Rhaif recognized he should never have doubted the drover’s skill.

The man now used the headwinds to slow them as he aimed back toward the hidden town of Havensfayre.

“Well done,” Rhaif whispered, clapping the drover on the shoulder.

The man grinned proudly.

Another was not as enamored of his talent.

A low groan rose behind him. He turned and saw that Shiya faced the stern, which now pointed east. Her countenance—what little that he could see of it—was a mask of pain. As they glided toward the west, she took a step in the opposite direction, then another.

“No…” he called to her.

She ignored him, drawn by whatever force pulled at her.

He let go of his leather loop and rushed toward her.

But he was too late.

Without ever looking down, she walked straight out the back of the raft. He reached the stern in time to see her tumble away, toppling end over end, and vanish into the clouds.

Stunned, unable to speak, he turned to the others.

Llyra’s lips were stretched in a line of pure fury. She pulled her sword, ready to exact vengeance, clearly believing this was some ploy.

“We have to find her…” he muttered lamely.

Llyra crossed toward Pratik, thrusting her blade at the Chaaen’s exposed back. The only thing that stopped her from impaling the man clean through was Pratik’s next words.

“I know where Shiya’s headed.”

ELEVEN

GRAVE SONG

Let us shadd our teres, until the dirt be salt’d by our greef.

Let us cast our laments heye, so the Father Above hears our sorrows.

Let us rip our hairs, so our payne reaches the shroud’d Modron.

Do all this—

So the Mother Below takes what you cherish in

Her warme embrace & preserveth it for all time.

—Fourteenth Sonnet from The Book of Lamentations

35

AS THE GROUP rested in the depths of the cloud forest, Nyx cradled the limp form of Bashaliia in a thin blanket.

My little brother …

She knelt in a layer of brittle leaf litter and parted the wool to reveal a small furry face, his delicate nostrils, his fold of soft ears. She had carried him the past day and a half. He was so light, as if his bones were hollow or blessed with some magick that turned them to air.

Or maybe the life has already left him, leaving only this weightless husk behind.

She drew him closer and noted the barest flutter of those petal-thin nostrils. He still lived, which both broke her heart and warmed an ember of hope. She straightened enough to note Frell looking at her with concern. The alchymist had done all he could. He had plucked the poisonous spikes from Bashaliia’s thin neck and pulled the jagged stinger from under a wing. He had smeared a balm of herbal medicum over those wounds but promised no miracle. We can only hope the M?r bats have some natural ward against the malignancy of the skriitch, he had offered.

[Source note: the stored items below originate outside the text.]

Issue #11248, opened 2022-06-09
SnarkyJS integration test should use `RemoteBlockchain`


mitschabaude:
We desperately need a place where interaction with real networks from snarkyjs is tested, and the integration test is the perfect environment for that!

While we're at it, would also be nice to make the tested smart contract more interesting, or test multiple contracts

F: examples using the RemoteBlockchain should both exist in the SnarkyJS and the Mina repo

PR #12623, opened 2023-02-08
run snarkyjs integeration test entirely in-script

Trivo25:
https://github.com/MinaProtocol/mina/issues/11248

requires a tiny snarkyjs fix https://github.com/o1-labs/snarkyjs/pull/737


Trivo25:
!ci-build-me

Trivo25:
!ci-build-me

Trivo25:
!ci-build-me

Trivo25:
!ci-build-me

Trivo25:
!ci-build-me

Trivo25:
!ci-build-me

src/lib/snarky_js_bindings/test_module/simple-zkapp.js
```diff
@@ -37,94 +42,207 @@ class SimpleZkapp extends SmartContract {
...
+await (await tx.sign([feePayerKey]).send()).wait(waitParams);
+
+await fetchAccount({ publicKey: zkappAddress });
+zkappAccount = Mina.getAccount(zkappAddress);
+
+// no balance change expected
+expectAssertEquals(zkappAccount.balance, UInt64.from(initialBalance));
+
+// we updated the zkapp state to 31. x = x.add(y) ---- 31 = 1 + 30
+expectAssertEquals(zkappAccount.appState[0], Field(31));
```
mitschabaude, line 181: could you remove this round of `fetchAccount` plus assert equals checks? then this would also test that `Mina.transaction` correctly figures out the account fields (state precondition) by itself, if even they aren't currently in the cache. (the cumulative state update is asserted to be correct below, so it doesn't hurt to remove the check here)

src/lib/snarky_js_bindings/test_module/simple-zkapp.js
```diff
@@ -37,94 +42,207 @@ class SimpleZkapp extends SmartContract {
...
+  { sender: feePayerAddress, fee: 100_000_000 },
+  () => {
+    AccountUpdate.fundNewAccount(feePayerAddress);
+    zkapp.payout(privilegedKey);
+  }
+);
+
+// this tx should fail, but we wont know that here - so we just check that no state has changed
+await tx.prove();
+await (await tx.sign([feePayerKey]).send()).wait(waitParams);
```
mitschabaude, line 230: actually, there's `TransactionId.isSuccess` that you could check to assert that the tx failed:
```ts
let txId = await tx.sign([feePayerKey]).send();
if (txId.isSuccess) throw Error('expected tx to fail');
```

mitschabaude (commented):
Awesome work! I love how simple the test executive logic has become. Two comments on the JS part

src/lib/snarky_js_bindings/test_module/simple-zkapp.js
Trivo25: Ohh nice didn't know we had that!

Trivo25:
!ci-build-me

mitschabaude (approved):

src/lib/snarky_js_bindings/test_module/simple-zkapp.js
Trivo25: Unfortunately that didn't work :( the tx is accepted by the network but won't be successfully applied (invalid preconditions), ye `isSuccess` is flagged true

mitschabaude: lol we should fix isSuccess :D but merge this without it 👍🏻

mitschabaude: I think it might not correctly parse the error format that's returned by the node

Jace sank next to her, sitting cross-legged, his face forlorn, mirroring how she felt. “Is there any sign of him reviving?”

She shook her head and moaned, “No…”

Kanthe stood several steps to the side, his bow in hand. He had crafted a few crude arrows by sharpening sticks and using clipped leaves or stray feathers as fletching. He had learned such a skill from a former teacher, a scout of these same greenwoods.

Even Jace had fashioned a spear from a long stiff branch. It rested next to him. So far, they had encountered no dire threat in these woods, a misty forest said to be home to panthers and Reach tygers. On the first night, they had lit a fire, which might have helped ward off any predators. Still, distant yowls and screams warned of their presence. Otherwise, the only large beast spotted had been a curl-horned boar that had traipsed across their path, but it had run off when Jace yelled, his scream more of fright than anything.